Problem - Down to the last line, repeat the records exactly.

_____

PR #692, opened 2019-01-04
Fix: list_applications throwing error

brettsimons:
list_applications was previously throwing this error:
```
  File "<stdin>", line 1, in <module>
  File "...\aztk\spark\client\base\operations.py", line 85, in list_applications
    return list_applications.list_applications(self, id)
  File "...\aztk\spark\client\base\helpers\list_applications.py", line 21, in list_applications
    return models.Application(_list_applications(core_operations, id))
  File "...\aztk\spark\client\base\helpers\list_applications.py", line 11, in _list_applications
    scheduling_target = core_operations.get_cluster_configuration(id).scheduling_target
AttributeError: 'ClusterOperations' object has no attribute 'get_cluster_configuration'
```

_____

Answer space -
PR #692, opened 2019-01-04
Fix: list_applications throwing error

brettsimons:
list_applications was previously throwing this error:
```
  File "<stdin>", line 1, in <module>
  File "...\aztk\spark\client\base\operations.py", line 85, in list_applications
    return list_applications.list_applications(self, id)
  File "...\aztk\spark\client\base\helpers\list_applications.py", line 21, in list_applications
    return models.Application(_list_applications(core_operations, id))
  File "...\aztk\spark\client\base\helpers\list_applications.py", line 11, in _list_applications
    scheduling_target = core_operations.get_cluster_configuration(id).scheduling_target
AttributeError: 'ClusterOperations' object has no attribute 'get_cluster_configuration'
```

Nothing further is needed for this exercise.